__Given records__.

Issue #826, opened 2025-01-03
Symbol.dispose is not defined runtime error in Firefox


linasburneika:
I'm getting "Symbol.dispose is not defined" when running in Firefox locally in devserver. Works fine in Chrome.

```
Symbol.dispose is not defined.
./node_modules/@itwin/unified-selection/lib/esm/unified-selection/EnableUnifiedSelectionSyncWithIModel.js/__addDisposableResource<@http://localhost:3000/static/js/bundle.js:620770:40
applyCurrentHiliteSet@http://localhost:3000/static/js/bundle.js:620920:57
IModelSelectionHandler@http://localhost:3000/static/js/bundle.js:620860:14
enableUnifiedSelectionSyncWithIModel@http://localhost:3000/static/js/bundle.js:620825:30
./node_modules/@itwin/viewer-react/lib/esm/hooks/useUnifiedSelectionSync.js/useUnifiedSelectionSync/<@http://localhost:3000/static/js/bundle.js:419543:110
commitHookEffectListMount@http://localhost:3000/static/js/bundle.js:477909:26
commitPassiveMountOnFiber@http://localhost:3000/static/js/bundle.js:479685:38
commitPassiveMountEffects_complete@http://localhost:3000/static/js/bundle.js:479650:34
commitPassiveMountEffects_begin@http://localhost:3000/static/js/bundle.js:479637:41
commitPassiveMountEffects@http://localhost:3000/static/js/bundle.js:479625:34
flushPassiveEffectsImpl@http://localhost:3000/static/js/bundle.js:481798:28
flushPassiveEffects@http://localhost:3000/static/js/bundle.js:481743:14
performSyncWorkOnRoot@http://localhost:3000/static/js/bundle.js:480835:3
flushSyncCallbacks@http://localhost:3000/static/js/bundle.js:466767:22
commitRootImpl@http://localhost:3000/static/js/bundle.js:481718:3
commitRoot@http://localhost:3000/static/js/bundle.js:481441:19
finishConcurrentRender@http://localhost:3000/static/js/bundle.js:480740:19
performConcurrentWorkOnRoot@http://localhost:3000/static/js/bundle.js:480568:29
workLoop@http://localhost:3000/static/js/bundle.js:504139:42
flushWork@http://localhost:3000/static/js/bundle.js:504112:14
performWorkUntilDeadline@http://localhost:3000/static/js/bundle.js:504406:21
```

Version of @itwin/unified-selection installed: 1.2.0

To reproduce:
[...]

PR #828, opened 2025-01-07
Polyfill `Symbol.dispose` and `Symbol.asyncDispose`

saskliutas:
Closes https://github.com/iTwin/presentation/issues/826

Because JS explicit resource management feature is still in proposal state APIs associated with it are not available in all environments. Everything works fine in chromium based browsers and node.js but firefox does not define `Symbol.dispose` and `Symbol.asyncDispose`. This leads to the runtime errors. 

In order to use this feature while it is in proposal state `typescript` suggest to polyfill those symbols in case they are not present during runtime: https://www.typescriptlang.org/docs/handbook/release-notes/typescript-5-2.html#using-declarations-and-explicit-resource-management. For this I have added module that is imported in everywhere where `Symbol.dispose` is used and it makes sure that `Symbol.dispose` is defined before first usage.

### DIFF
--- a/.changeset/silver-ears-change.md
+++ b/.changeset/silver-ears-change.md
@@ -1,0 +1,8 @@
+---
+"@itwin/presentation-hierarchies-react": patch
+"@itwin/unified-selection": patch
+"@itwin/presentation-hierarchies": patch
+"@itwin/presentation-components": patch
+---
+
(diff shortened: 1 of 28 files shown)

__Task__.
Show each line of the material where the word "hierarchies" occurs.

__Written answer__.
+"@itwin/presentation-hierarchies-react": patch
+"@itwin/presentation-hierarchies": patch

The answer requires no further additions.